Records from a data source
↓

PR #4347, opened 2017-09-08
Fix: support protocol-relative registry URLs

BYK:
**Summary**

Fixes matching protocol-relative registry URLs from config.
Reported here: https://github.com/yarnpkg/yarn/pull/3987#discussion_r137624001

**Test plan**

Added one new test.

### DIFF
--- a/src/registries/npm-registry.js
+++ b/src/registries/npm-registry.js
@@ -19,7 +19,7 @@ import url from 'url';
 import ini from 'ini';
 
 const DEFAULT_REGISTRY = 'https://registry.npmjs.org/';
-const REGEX_REGISTRY_PREFIX = /^(https?:)?\/\//;
+const REGEX_REGISTRY_PREFIX = /^(https?:)?\/\//i;
 const REGEX_REGISTRY_SUFFIX = /registry\/?$/;
 
 export const SCOPE_SEPARATOR = '%2f';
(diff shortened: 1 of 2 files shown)


src/registries/npm-registry.js
```diff
@@ -314,8 +314,8 @@ export default class NpmRegistry extends Registry {
     // 3nd attempt, remove the 'registry/?' suffix of the registry URL
     return (
       this.getScopedOption(reg, option) ||
-      (reg.match(pre) && this.getRegistryOption(reg.replace(pre, ''), option)) ||
-      (reg.match(suf) && this.getRegistryOption(reg.replace(suf, ''), option))
+      (pre.test(reg) && !reg.startsWith('//') && this.getRegistryOption(reg.replace(pre, '//'), option)) ||
```
arcanis: Why this `reg.startsWith('//')` check? If it starts with `//` the subsequent replace will simply be a noop. This change makes `getRegistryOption` not being applied to protocol-relative url, is it intentional?

BYK: This was due to the regex now matching the whole `https://` part instead of just the protocol. We want the `//` kept intact but then we need the additional `.startsWith()` check to prevent this method from recursing infinitely on the same registry value.

That said I did this to share the same regex with others. I tried adding a comment but it took three lines so instead I created another regex 😆

PR #4351, opened 2017-09-08
Fix: remove the `accept` header from tar fetcher requests

### LINKED ISSUE #3833: `406 Not Acceptable` when npm succeeds
bug

`yarn add http://prerelease.componentone.com/wijmo5/npm-images/C1Wijmo-Enterprise-Eval-System-5.20172.328.tgz`
results in
```
yarn add v0.27.5
info No lockfile found.
[1/4] Resolving packages...
error An unexpected error occurred: "http://prerelease.componentone.com/wijmo5/npm-images/C1Wijmo-Enterprise-Eval-System-5.20172.328.tgz: Request failed \"406 Not Acceptable\"".
info If you think this is a bug, please open a bug report with the information provided in "C:\\Users\\User\\Source\\yarn-test\\yarn-error.log".
```

`yarn add http://prerelease.componentone.com/wijmo5/npm-images/C1Wijmo-Enterprise-Eval-System-5.20172.328.tgz`

install wijmo package like

`npm install http://prerelease.componentone.com/wijmo5/npm-images/C1Wijmo-Enterprise-Eval-System-5.20172.328.tgz`
```
npm notice created a lockfile as package-lock.json. You should commit this file.
+ wijmo@5.20172.328
added 1 package in 0.883s
```

Yarn version: 
  0.27.5

Node version: 
  8.1.3

Platform: 
  win32 x64

BYK:
**Summary**

Fixes #3833. Removes `accept` header from tar requests as @arcanis suggested since `application/octet` wasn't ensuring any valid tar file and `npm` client does not send this header anyway.

**Test plan**

Run `yarn add http://prerelease.componentone.com/wijmo5/npm-images/C1Wijmo-Enterprise-Eval-System-5.20172.328.tgz`

It fails without the patch, installs correctly with the patch.

### DIFF
--- a/src/fetchers/tarball-fetcher.js
+++ b/src/fetchers/tarball-fetcher.js
@@ -142,7 +142,7 @@ export default class TarballFetcher extends BaseFetcher {
           {
             headers: {
               'Accept-Encoding': 'gzip',
-              Accept: 'application/octet-stream',
+              Accept: 'application/octet-stream, application/x-tar',
             },
             buffer: true,
             process: (req, resolve, reject) => {
--- a/src/fetchers/tarball-fetcher.js
+++ b/src/fetchers/tarball-fetcher.js
@@ -142,7 +142,6 @@ export default class TarballFetcher extends BaseFetcher {
           {
             headers: {
               'Accept-Encoding': 'gzip',
-              Accept: 'application/octet-stream, application/x-tar',
             },
             buffer: true,
             process: (req, resolve, reject) => {


BYK:
We already do though. We just support more formats now.

arcanis:
Sure, but why not just remove the header? If we send it we're always gonna have potentially broken packages, especially since this is something that we have no control over with (the remote servers).

BYK:
Removing it would be a potentially breaking change since it changes a previously established behavior and we don't know why it was put there in the first place. I'm assuming it was for an edge case. Adding this extra type however, is just extending an already existing behavior, hence a safer change.

BYK:
Context for public: @arcanis and I had a chat and agreed that having the `Accept` header was technically the correct thing but if people have custom proxies or npm servers out there, relying on `npm` client's behavior of not sending an accept header at all, this may cause breakages like this so it is more user-friendly to remove the header completely which doesn't have much value to begin with.

Daniel15:
Can we merge this into the next 1.0.x? `application/octet-stream` seems wrong as any server that sends a proper content-type will fail the request.

BYK:
@Daniel15 that's the plan :)

PR #4374, opened 2017-09-09
chore(build): Replace preset-node-5 and babel-preset-es2015-node4 w/ babel-preset-env

kaylieEB:
**Summary**
Replace [babel-preset-node 5](https://github.com/leebenson/babel-preset-node5) and [babel-preset-es2015-node4](https://github.com/jbach/babel-preset-es2015-node4) with babel-preset-env since the first two packages are deprecated and no longer maintained.

The downside is that `preset-env` is has the comprehensive list of plugins for each environment type, whereas previously packages only selected a few that we were using, so our build size increased. I'm curious to see why @yarnpkg/core 's thoughts are on this, and happy to close the PR if we'd rather stick with the old packages.

**Test plan**
Builds should build and tests should pass since there weren't any code changes 😃


Daniel15:
@kaylieEB Hmm, I wonder why this is going to increase the .js build size by ~100 KB? Any ideas?

kaylieEB:
@Daniel15 I'd assume so since js files still go through a [transpilation/build step via gulp](https://github.com/yarnpkg/yarn/blob/master/gulpfile.js#L36)?

BYK:
@kaylieEB still WIP? What do you need to get unblocked?

kaylieEB:
I guess node 6 part is actually good to go, depends if we want the update node 4 in one same pr. I'll get to it later this week, or otherwise feel free to take over the PR.

BYK:
>I guess node 6 part is actually good to go, depends if we want the update node 4 in one same pr. I'll get to it later this week, or otherwise feel free to take over the PR.

Isn't it better to upgrade them together at once so there are no discrepancies or code/dependency duplication? I think we can wait a bit more until you have time to get to this :)

BYK:
@kaylieEB ping! 😄

kaylieEB:
@BYK ready for review!

__tests__/index.js
```diff
@@ -100,7 +100,7 @@ function expectAnErrorMessage(command: Promise<Array<?string>>, expectedMessage:
     .then(function() {
       throw new Error('the command did not fail');
     })
-    .catch(error => expect(error.message).toContain(expectedMessage));
```
arcanis: What is this checking for?

arcanis:
Will close/reopen to trigger a new CircleCI test, it seems one of them bugged :(

PR #6850, opened 2018-12-23
fix(modules-folder): Fix --modules-folder handling in several places.

rally25rs:
**Summary**

Fixes a few issues with the `--modules-folder` parameter.

The extraneous file check would always also clean files from `node_modules`. This no longer happens, only the `--modules-folder` location is checked.

The `yarn check` command used to always only check `node_modules`. Now it will check the `--modules-folder` location instead. (change to `src/config.js`)

When running a command or executing a lifecycle script, yarn would build a `PATH` that included `node_modules/.bin` first, then add the `--modules-folder`'s `/.bin` after, which would have led to the wrong binaries being executed. (change to `src/util/execute-lifecycle-script.js`)

There were a couple places where `config.registries[name]` was used, instead of `config.registryFolders` (which would contain the `--modules-folder` override) so I fixed those. (change to `src/cli/commands/autoclean.js` and `src/cli/commands/check.js`)

fixes #5419
fixes #6847 
fixes #2784 
fixes #6918 

**Test plan**

test added for checking that extraneous file removed from `--modules-folder` location instead of `node_modules`.

Not easy to test in our framework but should be manually tested; make sure `--modules-folder` works as a relative and absolute paths. I think the biggest risk in this PR is that I changed a couple `path.join`s to `path.resolve` to handle the case where `modules-folder` is an absolute path. I think it's working correctly everywhere, but something to keep an eye out for.

PR #7151, opened 2019-03-27
fix(run): add cwd/node_modules/.bin to run command search path

### LINKED ISSUE #7126: yarn <executable> with workspaces doesn't work anymore

I recently upgraded to yarn 1.15.2 from 1.13.0 and now running executables inside `<current_workspace>/node_modules/.bin/` no longer works. It looks like it is always looking for executables in the root workspace.

In a repo with yarn workspaces, `cd` into one of the workspaces and try to run a command that only exists in that workspace's `./node_modules/.bin`.

```
> yarn react-native
yarn run v1.15.2
error Command "react-native" not found.
```

```
> ls ./node_modules/.bin/react-native
./node_modules/.bin/react-native
```

That it runs the executable in the current folder's `./node_modules/.bin`.

yarn: v1.15.2
node: v8.14.0
os: macOS Mojave 10.14

rally25rs:
**Summary**

This fixes a bug that was introduced in #6850 where the bin path was being built only from
`config.lockfileFolder`. However in workspaces, bins may not be hoisted to the workspace root,
causing bins to not be found. This change adds `config.cwd` to the bin search path, so the `yarn
run` command will look in a workspace package's node_modules, as well as the workspace root.

fixes #7126

**Test plan**

Changed as existing test that placed a bin at both the workspace root and in a package. Split into 2 tests, one with the bin only at the workspace root, the other with the bin only in the package. This way we are testing that we can detect the bin in either location.


farooqu:
Can this be prioritized please? It is totally broken right now for workspaces mono repos.

Amy-Lynn:
Can this please get prioritized/merged? This is a huge issue in mono-repos

jasonmobley:
@rally25rs can you update this PR to resolve the conflicts?
@arcanis can you review? This fixes a regression introduced by #6850 which you reviewed

In my project, I'm currently pinned on Yarn 1.14 because of the regression caused by #6850. I'd love to get back to current if we could get this PR through. The change seems ready to go if we got the conflicts fixed and could get review on it. Thanks!

rally25rs:
I'll resolve it this evening and get this merged. Thanks @arcanis and @jasonmobley

rally25rs:
@arcanis the "yarn acceptance tests" had 1 failing test, only on node 8, however those tests pass locally on node 8 for me. Is there a way to re-run that test and see if it was just a hiccup in the CI test? I didn't see a "rerun" button anywhere for that test suite.

arcanis:
For some reason I cannot log into Azure, it makes an infinite loop of signin in and immediately signing out ... 🤷‍♀️ The timeout doesn't look critical to me, let's merge. I'll make a patch release later this week.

↑

Your task: Copy every line of the data above in which the string "expectedMessage" appears.

Response area:
@@ -100,7 +100,7 @@ function expectAnErrorMessage(command: Promise<Array<?string>>, expectedMessage:
-    .catch(error => expect(error.message).toContain(expectedMessage));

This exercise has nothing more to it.